*Requirement*
The full set of records below is to be reproduced without a single alteration.
>>>
PR #2333, opened 2025-12-20
Wildcat pullbacks

jdchristensen:
This is the first of what will be a series of pull requests to merge in work done with @ThomatoTomato on diagram chasing.  I'm breaking it up into smaller chunks to make it easier to review in stages.  A snapshot (not completely up-to-date) of the full set of changes can be seen in the diagram-chasing branch here:  https://github.com/jdchristensen/HoTT-diagram-chasing

The first five commits in this PR are some minor cleanups that were made along the way.  These are probably best viewed one commit at a time.

The remaining five commits are the new material on pullbacks in wild categories.  These could be viewed one commit at a time or together.

I'll wait until this is merged before doing the next PR.

### DIFF
--- a/theories/WildCat/Adjoint.v
+++ b/theories/WildCat/Adjoint.v
@@ -32,13 +32,13 @@ Record Adjunction {C D : Type} (F : C -> D) (G : D -> C)
   `{Is1Cat C, Is1Cat D, !Is0Functor F, !Is0Functor G} :=
 {
   equiv_adjunction (x : C) (y : D) : (F x $-> y) <~> (x $-> G y) ;
-  (** Naturality condition in both variable separately *)
+  (** Naturality condition in both variables separately. *)
   (** The left variable is a bit trickier to state since we have opposite categories involved. *)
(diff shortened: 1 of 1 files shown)


theories/WildCat/Adjoint.v
```diff
@@ -67,13 +67,9 @@ Lemma fun01_profunctor {A B C D : Type} (F : A -> B) (G : C -> D)
 Proof.
   snapply Build_Fun01.
   1: exact (functor_prod F G).
-  rapply is0functor_prod_functor.
+  rapply is0functor_prod_functor.  (* Why not found by typeclass search? *)
```
Alizter: Is `functor_prod` blocking the search? Does unfolding functor_prod work and then exact work?

jdchristensen: I investigated a bit, and it has to do with the opposite categories.  I see that a similar issue happens in other places, so I just replaced the comment with an explanation.  (I also adjusted a couple of other things I saw.)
<<<
*Written answer*
PR #2333, opened 2025-12-20
Wildcat pullbacks

jdchristensen:
This is the first of what will be a series of pull requests to merge in work done with @ThomatoTomato on diagram chasing.  I'm breaking it up into smaller chunks to make it easier to review in stages.  A snapshot (not completely up-to-date) of the full set of changes can be seen in the diagram-chasing branch here:  https://github.com/jdchristensen/HoTT-diagram-chasing

The first five commits in this PR are some minor cleanups that were made along the way.  These are probably best viewed one commit at a time.

The remaining five commits are the new material on pullbacks in wild categories.  These could be viewed one commit at a time or together.

I'll wait until this is merged before doing the next PR.

### DIFF
--- a/theories/WildCat/Adjoint.v
+++ b/theories/WildCat/Adjoint.v
@@ -32,13 +32,13 @@ Record Adjunction {C D : Type} (F : C -> D) (G : D -> C)
   `{Is1Cat C, Is1Cat D, !Is0Functor F, !Is0Functor G} :=
 {
   equiv_adjunction (x : C) (y : D) : (F x $-> y) <~> (x $-> G y) ;
-  (** Naturality condition in both variable separately *)
+  (** Naturality condition in both variables separately. *)
   (** The left variable is a bit trickier to state since we have opposite categories involved. *)
(diff shortened: 1 of 1 files shown)


theories/WildCat/Adjoint.v
```diff
@@ -67,13 +67,9 @@ Lemma fun01_profunctor {A B C D : Type} (F : A -> B) (G : C -> D)
 Proof.
   snapply Build_Fun01.
   1: exact (functor_prod F G).
-  rapply is0functor_prod_functor.
+  rapply is0functor_prod_functor.  (* Why not found by typeclass search? *)
```
Alizter: Is `functor_prod` blocking the search? Does unfolding functor_prod work and then exact work?

jdchristensen: I investigated a bit, and it has to do with the opposite categories.  I see that a similar issue happens in other places, so I just replaced the comment with an explanation.  (I also adjusted a couple of other things I saw.)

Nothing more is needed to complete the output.